§ Problem to work on
Each line below should be restated word for word.

§ Data section
%%
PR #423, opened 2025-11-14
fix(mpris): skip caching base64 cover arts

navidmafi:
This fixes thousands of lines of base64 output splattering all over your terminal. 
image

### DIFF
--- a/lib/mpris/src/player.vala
%%
§ Response box
PR #423, opened 2025-11-14
fix(mpris): skip caching base64 cover arts

navidmafi:
This fixes thousands of lines of base64 output splattering all over your terminal. 
image

### DIFF
--- a/lib/mpris/src/player.vala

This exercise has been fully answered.